The Trithinite sister’s mouth opened and closed, but she could find no words. Her eyes were huge and blank, and the flames in the ruined church were reflected in them. Captain Norr shoved her roughly back towards the prisoners. ‘Go on. Tend the sick. Raise the dead, for all I care. And when I see you again, have an answer for me. Or the rest of this village goes the way of your church.’
Captain Norr let her stagger away. He placed a boot on one of the large blocks of fallen stone and leaned forward, chin in hand. Watching prisoners die helped him think, yet nothing horrible enough to make the Atel give up their secrets occurred to him. They’d talk eventually, of that he was sure, but Captain Norr wanted to take action right now. ‘Perhaps if we start shooting the children…’ he muttered to himself. His junior officer was watching him. It wrecked his concentration.
‘Problem, lieutenant?’
The lieutenant’s salute was clumsy, his voice hesitant. His young man’s face was not yet skilled enough at disguising his emotions to hide his unease. ‘If I could speak freely, sir…I don’t mean to question you in front of the prisoners, sir, but…’
‘Not at all, not at all. I welcome a free-flowing exchange of ideas from my men. That’s what Rahmos is all about, son. Freedom.’ Captain Norr picked a small bit of broken stone from the block under his boot, sent it spinning out into the mud. It bounced perfectly off the nose of the unconscious man with the bandage over his eye, and landed somewhere behind him.
The junior officer took a deep breath, and spoke. He picked his words carefully, as though any of them might explode in his mouth and send him reeling headless into the muddy road. ‘Thank you, sir. It just all seems a bit…I mean, we’re supposed to be winning these people over, aren’t we? It seems like all we’re doing is scaring them. Are we…is this the right thing?’
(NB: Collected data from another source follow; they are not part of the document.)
PR #1728, opened 2026-07-09
feat(report): balances/balsheet show lots at cost, like beancount

robcohen:
#1727 made `account_balances` the single source of truth but realized **cost-less** (a held commodity showed `5 AAPL`). This realizes through the **booking engine** so reports match beancount: `5 AAPL {150.00 USD}`.

## What changed
- `account_balances` drives a `BookingEngine` over the already-booked directive stream and returns its realized per-account inventories — the *same* lot-matching the loader's book phase uses, not a re-implementation. Reductions net against lots by the account's booking method (FIFO/LIFO/…).
- **Supersedes #1727's trade-off**: different-cost lots no longer merge — `10 AAPL {150}` + `10 AAPL {200}` show separately, like beancount.
- `rustledger-booking`: new `BookingEngine::into_inventories()` exposes the realized map.
- balances/balsheet render lot cost in text/CSV/JSON (new `cost` column/field; empty for plain currency → cash/income rows unchanged).

## Verified vs beancount 3.2.3
- reduction (buy 10 / sell 5) → `5 AAPL { 150.00 USD, 2024-01-05}`, matching `sum(position)` (rledger also shows the lot date like beancount's `Position` str)
- two lots → shown separately
- report + CLI suites pass, clippy 0, fmt clean
- the one failing integration test (`test_account_lifecycle_consistency`) is **pre-existing on main**, unrelated (bean-check validation)

`holdings` (own cost-basis path) and `income` (no cost) are unaffected.

### DIFF
--- a/crates/rustledger-booking/src/book.rs
+++ b/crates/rustledger-booking/src/book.rs
@@ -156,6 +156,19 @@ impl BookingEngine {
         self.inventories.get(account)
     }
 
+    /// Consume the engine and return its realized per-account inventories.
+    ///
+    /// After [`apply`](Self::apply)ing a booked directive stream, this is the
+    /// canonical realization — each account's `Inventory` carries its lots at
+    /// cost, with reductions already matched (FIFO/LIFO/etc. per the account's
+    /// booking method). Callers that render balances (reports, holdings) read
+    /// this rather than re-summing postings, so cost is retained and lot
+    /// matching is the engine's, not a re-implementation.
+    #[must_use]
+    pub fn into_inventories(self) -> FxHashMap<rustledger_core::Account, Inventory> {
+        self.inventories
+    }
+
     /// Book a transaction: fill in empty cost specs and calculate gains.
     ///
     /// This does NOT modify the internal inventories - call `apply` for that.
--- a/crates/rustledger/src/cmd/report_cmd/balances.rs
+++ b/crates/rustledger/src/cmd/report_cmd/balances.rs
@@ -17,8 +17,9 @@ pub(super) fn report_balances<W: Write>(
     // `super::account_balances`); no report re-derives them itself.
     let balances = super::account_balances(directives);
 
-    // Collect data for output
-    let mut rows: Vec<(&str, Decimal, &str)> = Vec::new();
+    // Collect data for output. `cost` is the beancount-style lot annotation
+    // (e.g. ` {150.00 USD}`) for held commodities, empty for plain currency.
+    let mut rows: Vec<(&str, Decimal, &str, String)> = Vec::new();
     for (account, inventory) in &balances {
         if let Some(filter) = account_filter
             && !account.starts_with(filter)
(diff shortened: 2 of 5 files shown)


robcohen:
## Deep self-review

Ran an adversarial pass on this change — interrogating the booking-engine realization on edge cases and the risky contract assumptions, not just the happy path. **No blockers found**; a handful of notes worth recording.

### Verified correct against beancount 3.2.3
| Case | rledger | beancount | ✓ |
|---|---|---|---|
| Reduction (buy 10 / sell 5) | `5 AAPL {150.00 USD}` | `5 AAPL {150.00 USD}` | ✓ |
| Two different-cost lots | shown separately | separately | ✓ |
| **Same-cost lots** (buy 10 + buy 5 @ same price) | **two lots by date** | **two lots** | ✓ |
| Price-only (`@`, no cost) | `100 EUR` cost-less | `100 EUR` | ✓ |
| Full liquidation | account omitted | shown empty | see note 2 |

The same-cost case is the notable one: beancount keeps lots distinct by *date* even at identical cost, and the engine realization matches — so this is more faithful than the PR title's "different-cost" framing implied.

### Contract / safety
- **`apply` requires booked input** — verified `balance_input` derives from `ledger.directives`, which is booked (costs resolved). `booking` is a **default feature** (`full`), and the CLI takes the loader with defaults, so directives are always booked in any normal build. The unbooked-over-sell path needs `--no-default-features`, which the CLI never does. Not reachable (note 4).
- **Determinism**: `FxHashMap → BTreeMap` collect sorts by account; output is stable.
- **CSV injection**: the cost string contains a comma (`{ 150.00 USD, 2024-01-05}`); `csv_escape` correctly quotes it. JSON escapes cleanly. Verified both.
- Tests: report_pad_expansion (8), reduction_netting (3), cli_commands (57) pass; clippy 0; fmt clean. The one failing integration test is pre-existing on main (bean-check validation).

### Notes (non-blocking)
1. **Lot date is shown** (`{ 150.00 USD, 2024-01-05}`) where bean-query's `sum(position)` omits it. Deliberate — matches beancount's canonical `Position` str and fava. More informative; flagging as a conscious choice.
2. **Full liquidation**: rledger omits zero-balance accounts (pre-existing balances behavior of skipping empties), beancount shows them empty. Not a regression from this PR.
3. **Perf**: reports now run a second inventory-accumulation pass (`engine.apply` over already-booked directives) on top of the loader's book phase. Fine for one-shot report commands; the way to avoid it later is the deferred consolidation (loader exposes its realized inventories, reports/BQL/FFI read them).
4. **Theoretical unbooked build**: `account_balances` unconditionally realizes via `BookingEngine`; a `--no-default-features` loader build (no `booking`) would feed it unbooked directives. Unreachable via the CLI, but a defensive doc note on the fn wouldn't hurt.
5. **Schema change**: CSV/JSON gain a trailing `cost` column/field. Additive, but positional CSV consumers should know.

Verdict: correct, beancount-faithful, contained. Notes 1 and 5 are the only user-facing decisions (lot-date display, added column) — both intentional.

Captain Norr nodded, and took off his gray hat. He turned it in his hands, looked it over. Raindrops beaded on the resistant surface of the fabric, gleamed like pearls in the light of the burning church. ‘That’s a question with more than one answer, son. I’ll give you both and you can integrate them as you like.’ Captain Norr gave his hat a brisk shake and put it back on his head. ‘Officially we are here to free the good people of Atelia from tyranny, religious oppression, and ignorance. You, I, and all of Rahmos want to see a stronger, unified Atelia come from our presence here. Peace in Atelia means a safer world for Rahmos, and our families.’
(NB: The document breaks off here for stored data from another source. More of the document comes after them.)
PR #1745, opened 2026-07-10
chore: fix Rust 1.97 toolchain breakage (clippy lints + BQL parse stack)

robcohen:
## What

Fixes the ten `useless-borrows-in-formatting` violations that stable Rust **1.97.0** (released 2026-07-07) introduced as a new clippy lint — redundant `&` on `format!`/`panic!` arguments in `rustledger-core/src/format/transaction.rs` (5) and `rustledger-query/tests/bql_integration_test.rs` (5). Mechanical; no behavior change.

## Why

CI's `dtolnay/rust-toolchain@stable` picked up 1.97.0 overnight and **every open PR went red** (Clippy/build/Test/quality) on code none of them touched. This PR clears main so the merge queue (#1731–#1744) can proceed; each PR branch then gets a base update to pick this up.

Verified with a local 1.97.0 sweep: `cargo clippy --all-features --all-targets -- -D warnings` is clean workspace-wide after this change, `cargo fmt --check` unaffected, touched crates' tests green.

**Merge this first**, before anything else in the queue.

### DIFF
--- a/crates/rustledger-core/src/format/transaction.rs
+++ b/crates/rustledger-core/src/format/transaction.rs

He paused to scrape a bit of ooze from his gleaming black boot. It plopped back into the mire and settled there.
‘Unofficially, Atelia is a cesspool and Atelians are the bits bobbing in it. That’s not a problem for us, but this particular cesspool has valuable resources underneath. That wouldn’t be a problem, either, if the bits would bob to one side so we could reach under. They won’t, and that is the problem. Atelians live on top of wealth that they’re too backwards to know what to do with, and too stubborn to hand over to Rahmos.’ Captain Norr paused to let his words sink in, watched the lieutenant’s reaction to them.
‘In other words, they don’t matter. They’re just things that are in the way. That’s the extent of it. If I could make them all disappear by shooting this captive in the face…’ He tapped the barrel of his pistol against the forehead of the man with blood like tears. ‘I’d…well, I’d shoot him in the face.’ He grinned, ruffled the unconscious man’s hair. ‘I may do that anyway.’
‘But enough philosophy. We have work to do.’ Captain Norr holstered his gun and stood, stretching his arms and rolling his shoulders inside his sleek gray uniform. ‘Go back to the market square and make an announcement. Tell the villagers to remain calm. Tell them we’re sweeping their homes for poisons and explosives the Atel have planted, and that they will soon be safe.’
‘Yes sir.’
Captain Norr walked backwards into the small sea of mud and bodies and wounded Atel as he finished giving his orders to the lieutenant. ‘I’m off to get some answers from a particularly difficult Trithinite. So no matter what you do, keep the villagers in the square.’
He turned around to step over a twitching, moaning Atel fighter and swifly walked away, his last sentence echoing in the lieutenant’s ears.
‘We may have to shoot most of them before the night’s over.’